### Provided information

PR #443, opened 2026-04-05
fix: support distance-based score filtering in retrieve tool

### LINKED ISSUE #417: [BUG] Retrieve tool incorrectly filters out relevant results when using AWS Aurora PostgreSQL as backing vector database due to cosine distance being used
### Checks

### Strands Version

1.22.0

### Tools Package Version

0.2.19

### Tools used

1. Retrieve

### Python Version

3.12.11

### Operating System

Mac OS X Tahoe 26.3.1

### Installation Method

other

### Steps to Reproduce

1. Configure an Amazon Bedrock Knowledge Base using AWS Aurora PostgreSQL as the vector store.
2. Ensure the vector store is configured to use the `pg_vector` so the cosine distance operator (<=>) is supported.
3. Initialize the retrieve tool using strands-agents=1.22.0 and strands-agents-tools=0.2.19.
4. Perform a retrieval query with a high-relevance expected match and set a score threshold (e.g., score=0.4):

```python
results = agent.tool.retrieve(
    text="<query-with-known-exact-matches>",
    score=0.4
)
```
5. Observe that the exact or highly relevant matches (which have scores < 0.4 due to being distances) are filtered out, while poor matches (distances >= 0.4) are returned.

### Expected Behavior

The retrieve tool should either automatically detect the scoring metric being used by the underlying vector database, or provide a parameter (e.g., score_metric="distance" | "similarity") to determine whether it should filter using <= or >=.

### Actual Behavior

The tool strictly applies score >= min_score, incorrectly dropping highly relevant documents when the Bedrock Knowledge Base returns distance metrics instead of similarity metrics.

### Additional Context

The retrieve tool incorrectly filters out the most relevant search results when using Amazon Bedrock Knowledge Bases backed by an Aurora PostgreSQL database using the <=> (cosine distance) operator.

When performing a semantic search in PostgreSQL using pgvector, the <=> operator returns the cosine distance (1 - cosine_similarity). For this metric, a smaller score indicates a closer match (0 is an exact match).

However, the filter_results_by_score function in retrieve.py assumes that a higher score indicates higher relevance. It uses a greater-than-or-equal-to comparison (>= min_score), which effectively drops the most relevant results (scores close to 0) and only returns the least relevant results (scores above the threshold).

### Possible Solution

_No response_

### Related Issues

_No response_

kaiisfree:
## Summary
- Adds `score_metric` parameter (`"similarity"` | `"distance"`, default `"similarity"`) to the retrieve tool
- When `score_metric="distance"`, inverts the filter comparison (`<=` instead of `>=`) so lower scores (closer matches) are kept
- Backward compatible: default behavior unchanged

Fixes #417

## Root Cause
`filter_results_by_score` unconditionally uses `>= min_score`, which inverts filtering when the backing vector store returns cosine distance (0 = exact match) instead of cosine similarity (1 = exact match).

## Changes
- Added `score_metric` enum parameter to TOOL_SPEC
- Modified `filter_results_by_score` to respect metric type
- Added tests for both similarity and distance filtering modes

## Test plan
- [x] Existing similarity-based tests pass (22/22)
- [x] New distance-based test cases verify correct filtering (7 new tests)
- [x] Default behavior unchanged (backward compatible)

🤖 Generated with [Claude Code](https://claude.com/claude-code)

Co-Authored-By: Claude Opus 4.6 <noreply@anthropic.com>

### DIFF
--- a/src/strands_tools/retrieve.py
+++ b/src/strands_tools/retrieve.py
@@ -144,12 +144,21 @@ Usage Examples:
                 "score": {
                     "type": "number",
                     "description": (
-                        "Minimum relevance score threshold (0.0-1.0). Results below this score will be filtered out. "
-                        "Default is 0.4."
+                        "Minimum relevance score threshold. For similarity metrics (default), results below this "
+                        "score are filtered out. For distance metrics, results above this score are filtered out. "
+                        "Default is 0.4 for similarity, inf for distance."
                     ),
                     "default": 0.4,
-                    "minimum": 0.0,
-                    "maximum": 1.0,
+                },
+                "score_metric": {
+                    "type": "string",
+                    "enum": ["similarity", "distance"],
+                    "description": (
+                        "How to interpret the score values. Use 'similarity' (default) when higher scores mean "
+                        "more relevant results (e.g., cosine similarity). Use 'distance' when lower scores mean "
+                        "more relevant results (e.g., cosine distance, pgvector <=>)."
+                    ),
+                    "default": "similarity",
                 },
                 "profile_name": {
                     "type": "string",
@@ -187,21 +196,31 @@ Usage Examples:
 }
 
 
-def filter_results_by_score(results: List[Dict[str, Any]], min_score: float) -> List[Dict[str, Any]]:
+def filter_results_by_score(
+    results: List[Dict[str, Any]], min_score: float, score_metric: str = "similarity"
+) -> List[Dict[str, Any]]:
     """
-    Filter results based on minimum score threshold.
+    Filter results based on score threshold, respecting the score metric type.
 
     This function takes the raw results from a knowledge base query and removes
-    any items that don't meet the minimum relevance score threshold.
+    any items that don't meet the score threshold. The filtering direction depends
+    on the score metric:
+    - "similarity": higher scores = more relevant, keeps scores >= min_score
+    - "distance": lower scores = more relevant, keeps scores <= min_score
 
     Args:
         results: List of retrieval results from Bedrock Knowledge Base
-        min_score: Minimum score threshold (0.0-1.0). Only results with scores
-            greater than or equal to this value will be returned.
+        min_score: Score threshold for filtering. For similarity, only results with
+            scores >= this value are kept. For distance, only results with scores
+            <= this value are kept.
+        score_metric: How to interpret scores. "similarity" (default) means higher
+            is better; "distance" means lower is better.
 
     Returns:
-        List of filtered results that meet or exceed the score threshold
+        List of filtered results that meet the score threshold
     """
+    if score_metric == "distance":
+        return [result for result in results if result.get("score", float("inf")) <= min_score]
     return [result for result in results if result.get("score", 0.0) >= min_score]
 
 
@@ -317,7 +336,9 @@ def retrieve(tool: ToolUse, **kwargs: Any) -> ToolResult:
         number_of_results = tool_input.get("numberOfResults", 10)
         kb_id = tool_input.get("knowledgeBaseId", default_knowledge_base_id)
         region_name = tool_input.get("region", default_aws_region)
-        min_score = tool_input.get("score", default_min_score)
+        score_metric = tool_input.get("score_metric", "similarity")
+        default_score = default_min_score if score_metric == "similarity" else float("inf")
+        min_score = tool_input.get("score", default_score)
         enable_metadata = tool_input.get("enableMetadata", default_enable_metadata)
         retrieve_filter = tool_input.get("retrieveFilter")
 
@@ -353,7 +374,7 @@ def retrieve(tool: ToolUse, **kwargs: Any) -> ToolResult:
 
         # Get and filter results
         all_results = response.get("retrievalResults", [])
-        filtered_results = filter_results_by_score(all_results, min_score)
+        filtered_results = filter_results_by_score(all_results, min_score, score_metric)
 
         # Format results for display with optional metadata
         formatted_results = format_results_for_display(filtered_results, enable_metadata)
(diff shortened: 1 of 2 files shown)


starJammer:
@kaiisfree thanks for the PR and for looking at this. The only issue I see with your solution is that it relies on the LLM reasoning about whether it's a similarity or not since the similarity parameter is exposed in the tool description. 

I would prefer it if the similarity/distance could be determined programmatically beforehand by the developer so that the LLM doesn't have to "understand" it as much and will either get a similarity or distance version of the tool. 

What do you think? I'm not sure how to achieve this, honestly.
My naive approach would be to create two entirely separate tools, one for similarity and one for distance. The engineer can select which is appropriate and the documentation can include sane suggestions about which retrieve to use with which vector store.

src/strands_tools/retrieve.py
```diff
@@ -363,7 +384,7 @@ def retrieve(tool: ToolUse, **kwargs: Any) -> ToolResult:
             "toolUseId": tool_use_id,
             "status": "success",
             "content": [
-                {"text": f"Retrieved {len(filtered_results)} results with score >= {min_score}:\n{formatted_results}"}
+                {"text": f"Retrieved {len(filtered_results)} results with score {'<=' if score_metric == 'distance' else '>='} {min_score}:\n{formatted_results}"}
             ],
```
kimnamu, line 388: This f-string is the only `ruff` failure: `E501 (162 > 120)` on lint, and `ruff format` also wants to expand it. Wrapping the text in an implicitly-concatenated parenthesized string fixes both and stays readable. Verified locally on this branch: `ruff check` -> "All checks passed!", `ruff format --check` -> "already formatted", `pytest tests/test_retrieve.py` -> 29 passed.
```suggestion
            "content": [
                {
                    "text": (
                        f"Retrieved {len(filtered_results)} results with score "
                        f"{'<=' if score_metric == 'distance' else '>='} {min_score}:\n"
                        f"{formatted_results}"
                    )
                },
            ],
```

kimnamu (commented):
Thanks for tackling this, @kaiisfree — the root-cause writeup in #417 (pgvector `<=>` returning cosine *distance*, so `>= min_score` silently inverts the filter) is spot-on, and I appreciate that you kept the default path backward-compatible. I'm not a maintainer — just another Bedrock KB user who reviewed this carefully and ran the branch locally.

**What I verified holds up:**
- The inversion is real. On distance-style scores `[0.05, 0.3, 0.4, 0.9]`, the old `>= 0.4` keeps `{0.4, 0.9}` (drops the perfect 0.05 match, keeps the worst 0.9) — your `<=` path correctly keeps `{0.05, 0.3, 0.4}`.
- **No regression for similarity users**: `filter_results_by_score(r, 0.4)` and `...(r, 0.4, score_metric="similarity")` return byte-identical results to the old code. Confirmed by the 22 existing tests + a direct diff.
- The `inf` distance default genuinely means "keep everything" — `filter_results_by_score([...], inf, "distance")` returns all rows, and a missing `score` defaults to `inf` so it's dropped under any finite threshold (your `test_filter_results_distance_default_score_for_missing` covers exactly this). All 29 tests pass locally.

**One thing that will block CI (easy fix):** the new f-string on `retrieve.py:387` trips both `ruff format` and `ruff check` (E501, 162 > 120):
```
$ ruff check src/strands_tools/retrieve.py
E501 Line too long (162 > 120)  --> retrieve.py:387
$ ruff format --check src/strands_tools/retrieve.py
Would reformat: src/strands_tools/retrieve.py
```
I left an inline `suggestion` that pulls the comparison/summary onto their own lines — I confirmed it passes `ruff format --check`, `ruff check` (All checks passed!), and the full suite (29 passed).

**Non-blocking note:** in `distance` mode the `MIN_SCORE` env var is intentionally bypassed in favor of `inf` (verified: `MIN_SCORE=0.9` -> `default_score=inf`). That's a sensible choice since a similarity-tuned `0.4` makes no sense as a distance ceiling, but it's currently undocumented — a half-sentence in the docstring/tool description would save a future user some confusion. Not blocking.

**On @starJammer's design point** — I think you're both right, and it may not be either/or. The functional core here (the `score_metric`-aware `filter_results_by_score`) is correct regardless of how the metric is *selected*; the only debate is the selection surface. If the concern is "don't make the LLM reason about it," one minimal option that keeps this PR's logic is to read the metric from a developer-controlled env var (e.g. `RETRIEVE_SCORE_METRIC`) the same way `MIN_SCORE` is already read, and drop `score_metric` from the `inputSchema` so it never reaches the model — the engineer configures it once per deployment. That's strictly smaller than two separate tools and reuses the exact filtering code already in this PR. Happy to defer entirely to the maintainers on which surface they prefer; just flagging that the core change stands either way.

Clean, well-scoped, and well-tested — I'd love to see this land once CI is green. Thanks again!

_(This review was prepared with the help of an AI agent (Claude Code); I reviewed the reasoning and ran every command/output quoted above myself before posting.)_

starJammer:
@kimnamu thanks for the double tap on this! I thought I was going crazy for a while but now that I have someone else confirming it I'm doubly confident.

wangwangbobo:
Yeah, the distance vs similarity thing is tricky. Having two separate tool instances (one for similarity, one for distance) is actually the cleanest approach — developers can pick the right one for their vector store without the LLM guessing. Our PR handles the filtering logic, so either variant would work with it. Happy to adjust the PR if you want to go the dual-tool route.

src/strands_tools/retrieve.py
wangwangbobo: Nice catch — good eye on the ruff lint issue. The parenthesized f-string approach is clean, 👍 on that pattern.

### Aim of the task
Show me every line in the data above that includes "backing".

### Answer to the exercise
### LINKED ISSUE #417: [BUG] Retrieve tool incorrectly filters out relevant results when using AWS Aurora PostgreSQL as backing vector database due to cosine distance being used
`filter_results_by_score` unconditionally uses `>= min_score`, which inverts filtering when the backing vector store returns cosine distance (0 = exact match) instead of cosine similarity (1 = exact match).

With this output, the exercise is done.